Trapping Rain Water

Problem

Given n non-negative integers representing an elevation map where the width of each bar is 1, compute how much water it can trap after raining.

 

Example 1:

Input: height = [0,1,0,2,1,0,1,3,2,1,2,1]
Output: 6
Explanation: The above elevation map (black section) is represented by array [0,1,0,2,1,0,1,3,2,1,2,1]. In this case, 6 units of rain water (blue section) are being trapped.

Example 2:

Input: height = [4,2,0,3,2,5]
Output: 9

 

Constraints:

• n == height.length
• 1 <= n <= 2 * 104
• 0 <= height[i] <= 105

Solution

/**
 * @param {number[]} height
 * @return {number}
 */
var trap = function(height) {
    let l = 0; // left pointer
    let r = height.length - 1; // right pointer
    let maxL = height[l]; // max height l has encountered
    let maxR = height[r]; // max height r has encountered
    let res = 0; // trapped water

    while (l < r) {
        if (maxL >= maxR) { // left side has greater height
            res += maxR - height[r];
            r--;
            maxR = Math.max(maxR, height[r]);
        } else { // right side has greater height
            res += maxL - height[l];
            l++;
            maxL = Math.max(maxL, height[l]);
        }
    }
    return res;
};

We will implement a two pointers solution.
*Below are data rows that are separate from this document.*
PR #81, opened 2025-07-11
feat: Allow toggling of including query details in exception messages

mkaufmann:
For some use cases like logging in an app server it can be undesirable to log query / snippets as they might contain data that should not be logged. This change adds new property `errorsIncludeCustomerDetails` that allows removing such information from the generic exception message. The default is kept like before to still show it.
Independent of the mode the full information is preserved in the exception and can be access using `getFullCustomerMessage()`.

As the change needs to no support having the query included / excluded from the message the format was adjusted to ensure such an inclusion/exclusion doesn't impact the readability of the message (same also for query id, which might be available in some context and missing in others). The new general error formatting is
```
Failed to execute query: <server side message / local exception message>
SQLSTATE: <server provided / "HY==" for generic error>
QUERY-ID: ... <-- Line only if available
DETAIL: ... <-- Line only if available
HINT:... <-- Line only if available
QUERY: ... <-- Line only if available
```

With this change the signature for exception creation was adjusted to explicitly required always passing `query-id` and `query`. There were many places where the query id could have been passed but wasn't and same for the query. (Not all places were fixed in this PR because that would require larger refactorings).

Drive-By:
- Remove unused signatures and their test coverage
- Fix missing serialization of `queryTimeoutLocalEnforcementDelay` property

Future work:
- The new interface uncovered several places on the execute query flow where the query is not available for formatting the exception. Those places should be adjusted so that they get access to the query string
- The error info contains additional information that is not yet part of the exception. We should revisit our exception to add this information as well.
- Our `DataCloudJDBCException` has many overloads that just forward to the generic SQLException. Those could get removed and those places could just throw an SQLException

### DIFF
--- a/jdbc-core/src/main/java/com/salesforce/datacloud/jdbc/core/StreamingResultSet.java
+++ b/jdbc-core/src/main/java/com/salesforce/datacloud/jdbc/core/StreamingResultSet.java
@@ -67,7 +67,10 @@ public class StreamingResultSet extends AvaticaResultSet implements DataCloudRes
 
     @SneakyThrows
     public static StreamingResultSet of(
-            String queryId, HyperGrpcClientExecutor client, Iterator<QueryResult> iterator) {
+            String queryId,
+            HyperGrpcClientExecutor client,
+            Iterator<QueryResult> iterator,
+            boolean includeCustomerDetailInReason) {
         try {
             val channel = ExecuteQueryResponseChannel.of(StreamUtilities.toStream(iterator));
             val reader = new ArrowStreamReader(channel, new RootAllocator(ROOT_ALLOCATOR_MB_FROM_V2));
@@ -85,7 +88,7 @@ public class StreamingResultSet extends AvaticaResultSet implements DataCloudRes
 
             return result;
         } catch (Exception ex) {
-            throw createException(QUERY_FAILURE + queryId, ex);
+            throw createException(null, queryId, includeCustomerDetailInReason, ex);
         }
     }
 
@@ -102,8 +105,6 @@ public class StreamingResultSet extends AvaticaResultSet implements DataCloudRes
 
         return client.getQueryStatus(queryId);
     }
-
-    private static final String QUERY_FAILURE = "Failed to execute query: ";
 
     @Override
     public int getType() {
--- a/jdbc-core/src/main/java/com/salesforce/datacloud/jdbc/exception/QueryExceptionHandler.java
+++ b/jdbc-core/src/main/java/com/salesforce/datacloud/jdbc/exception/QueryExceptionHandler.java
@@ -19,8 +19,9 @@ import com.google.protobuf.Any;
 import com.google.protobuf.InvalidProtocolBufferException;
 import io.grpc.StatusRuntimeException;
 import io.grpc.protobuf.StatusProto;
-import java.sql.SQLException;
 import java.util.List;
+import javax.annotation.Nullable;
+import lombok.NonNull;
 import lombok.extern.slf4j.Slf4j;
 import salesforce.cdp.hyperdb.v1.ErrorInfo;
 
@@ -34,14 +35,34 @@ public final class QueryExceptionHandler {
         throw new UnsupportedOperationException("This is a utility class and cannot be instantiated");
     }
 
-    public static DataCloudJDBCException createQueryException(String query, Exception e) {
-        String exceptionQuery = query.length() > MAX_QUERY_LENGTH_IN_EXCEPTION
-                ? query.substring(0, MAX_QUERY_LENGTH_IN_EXCEPTION) + "<truncated>"
-                : query;
-        return QueryExceptionHandler.createException("Failed to execute query: " + exceptionQuery, e);
-    }
+    /**
+     * Creates an exception for a specific query id.
+     *
+     * @param query The query that failed (can be null for scenarios like fetching by query id)
+     * @param queryId The query id that failed (can be null in case execution failed before request reaches the server)
+     * @param includeCustomerDetailInReason Whether to include customer details in the exception message (i.e. fragments of the query that can contain strings provided by the customer)
+     * @param e The exception that occurred.
+     * @return A DataCloudJDBCException with the query id and the exception message.
+     */
+    public static DataCloudJDBCException createException(
+            @Nullable String query,
+            @Nullable String queryId,
+            boolean includeCustomerDetailInReason,
+            @NonNull Exception e) {
+        // Ensure query is truncated if it's too long.
+        if (query != null) {
+            query = query.length() > MAX_QUERY_LENGTH_IN_EXCEPTION
+                    ? query.substring(0, MAX_QUERY_LENGTH_IN_EXCEPTION) + "<truncated>"
+                    : query;
+        }
 
-    public static DataCloudJDBCException createException(String message, Exception e) {
+        // This is a generic error SQL state, we'll use this if we don't have a specific SQL state from the error info
+        String sqlState = "HY000";
+        String grpcMessage = null;
+        String primaryMessage = null;
+        String customerHint = null;
+        String customerDetail = null;
+
         if (e instanceof StatusRuntimeException) {
             StatusRuntimeException ex = (StatusRuntimeException) e;
             com.google.rpc.Status status = StatusProto.fromThrowable(ex);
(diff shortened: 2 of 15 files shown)


jdbc-core/src/main/java/com/salesforce/datacloud/jdbc/core/StreamingResultSet.java
```diff
@@ -67,7 +67,10 @@ private StreamingResultSet(
 
     @SneakyThrows
     public static StreamingResultSet of(
-            String queryId, HyperGrpcClientExecutor client, Iterator<QueryResult> iterator) {
+            String queryId,
+            HyperGrpcClientExecutor client,
+            Iterator<QueryResult> iterator,
+            boolean includeCustomerDetailInReason) {
```
vogelsgesang, line 73: do we foresee the need for the `StreamingResultSet` to access other properties from the `StatementProperties`, too? Should we forward the whole `StatementProperties`?

jdbc-core/src/main/java/com/salesforce/datacloud/jdbc/exception/QueryExceptionHandler.java
```diff
@@ -57,31 +78,65 @@ public static DataCloudJDBCException createException(String message, Exception e
...
+        StringBuilder sharedMessageBuilder = new StringBuilder("Failed to execute query");
+        // We use status.getMessage() as in contrast to the primary message this already has the trace id
+        // encoded.
+        if (grpcMessage != null) {
+            sharedMessageBuilder.append(": " + grpcMessage);
+        } else {
+            // If we don't have any information from the server we resort to using the exception message
+            sharedMessageBuilder.append(": " + e.getMessage());
+        }
+        sharedMessageBuilder.append(String.format("%nSQLSTATE: %s", sqlState));
```
vogelsgesang, line 102: use modern string interpolation instead of `String.format`

Here and other places

jdbc-core/src/main/java/com/salesforce/datacloud/jdbc/exception/QueryExceptionHandler.java
```diff
@@ -34,14 +35,34 @@ private QueryExceptionHandler() {
...
+    /**
+     * Creates an exception for a specific query id.
+     *
+     * @param query The query that failed (can be null for scenarios like fetching by query id)
+     * @param queryId The query id that failed (can be null in case execution failed before request reaches the server)
+     * @param includeCustomerDetailInReason Whether to include customer details in the exception message (i.e. fragments of the query that can contain strings provided by the customer)
+     * @param e The exception that occurred.
+     * @return A DataCloudJDBCException with the query id and the exception message.
+     */
+    public static DataCloudJDBCException createException(
```
vogelsgesang, line 47: why is this in a separate utility class? Shouldn't this be package-private inside the `DataCloudJDBCException` class?

jdbc-util/src/main/java/com/salesforce/datacloud/jdbc/exception/DataCloudJDBCException.java
```diff
@@ -20,14 +20,14 @@
 
 @Getter
 public class DataCloudJDBCException extends SQLException {
+    private String fullCustomerMessage;
+
+    private String primaryMessage;
+
     private String customerHint;
 
     private String customerDetail;
```
vogelsgesang, line 29: please add comment on what those represent and when they should be used. Get inspiration from the corresponding protobuf files

jdbc-core/src/test/java/com/salesforce/datacloud/jdbc/exception/QueryExceptionHandlerTest.java
vogelsgesang, line 1: use text blocks (https://docs.oracle.com/en/java/javase/15/text-blocks/index.html) for all multi-line strings

jdbc-core/src/test/java/com/salesforce/datacloud/jdbc/exception/QueryExceptionHandlerTest.java
```diff
@@ -15,65 +15,140 @@
...
+                        // characters for the double quotes)
+                        + "line 1, column 38: WITH \"A\" AS (SELECT 1) SELECT * FROM A\n"
+                        + "                                                        ^";
+                String customerHint = "Try quoting the identifier: `\"A\"`";
+                String expectedMessage = "Failed to execute query: table \"a\" does not exist\n" + "SQLSTATE: 42P01\n"
+                        + "QUERY-ID: "
+                        + stmt.getQueryId() + "\n" + "DETAIL: "
+                        + customerDetail
+                        + "\n" + "HINT: "
+                        + customerHint;
```
vogelsgesang, line 54: the placement of the `"\n"` newlines is pretty arbitrary...
Can we use string interpolation/string templates + text blocks?

jdbc-core/src/test/java/com/salesforce/datacloud/jdbc/exception/QueryExceptionHandlerTest.java
```diff
@@ -15,65 +15,140 @@
...
-    public void testCreateExceptionWithSQLStateAndMessage() {
-        String mockSQLState = "42P01";
-        SQLException sqlException = QueryExceptionHandler.createException("test message", mockSQLState);
+    void testCreateExceptionWithGenericException() {
+        Exception mockException = new Exception("Host not found");
+        String fullMessage = "Failed to execute query: Host not found\n" + "SQLSTATE: HY000\n"
+                + "QUERY-ID: 1-2-3-4\n"
+                + "QUERY: SELECT 1";
+        String redactedMessage =
+                "Failed to execute query: Host not found\n" + "SQLSTATE: HY000\n" + "QUERY-ID: 1-2-3-4";
```
vogelsgesang, line 135: weird formatting...

jdbc-core/src/test/java/com/salesforce/datacloud/jdbc/exception/QueryExceptionHandlerTest.java
mkaufmann: I wanted to do that originally but it doesn't work for our Java 8 build

jdbc-core/src/main/java/com/salesforce/datacloud/jdbc/exception/QueryExceptionHandler.java
mkaufmann: The DataCloudJDBCException is in the jdbc-util package which doesn't have a dependency on any gRPC related method. Thus to move the method there we would need to move the DataCloudJDBCException to the jdbc-core module. I saw that as going too far for this PR and see that more as in scope for the general JDBC quality uplift.

jdbc-core/src/main/java/com/salesforce/datacloud/jdbc/core/StreamingResultSet.java
mkaufmann: I don't know yet, for now I prefer to explicitly pass the required information to help at the call site to more easily see what is getting used. I had trouble in multiple places in our driver to understand which properties are used because the full properties object was passed on.

jdbc-core/src/test/java/com/salesforce/datacloud/jdbc/exception/QueryExceptionHandlerTest.java
vogelsgesang: remind me... why don't we do "backwards compilation"?
Would purely syntactic features (like text blocks) work in backwards compilation mode?

mkaufmann: >remind me... why don't we do "backwards compilation"?

The `--release` flag will only work during java compilation and thus not check if there are incompatibilities in 3PPs. Thus back in december we setup the whole CI pipeline to use a Java 8 JDK so that tests would run with Java 8 to test also 3PP java 8 compatibility.
As the whole CI pipeline is using Java 8 for compile & test there is no "new" frontend there.

Since the move to Gradle I think it should be possible to use a newer JDK for compilation and an Java 8 JDK for testing. @jschneidereit would that work? If yes lets add it to our internal quality uplift work.

@vogelsgesang I don't think there is a quick fix I can do in this PR though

Observe that if there exists a height height[l] = h1 and height[r] = h2 where l < r and h1 >= h2, then the water can at least accumulate between l and r with height h2. Using this logic, we start from the left index l and right index r of height, such that when either encounters a height greater then the other has so far (ie. comparing maxL and maxR), we greedily update res with the assumption that the water can reach height min(maxL, maxR) on the shorter side.

Note that l and r are both sliding inwards, and should meet at the peak of height.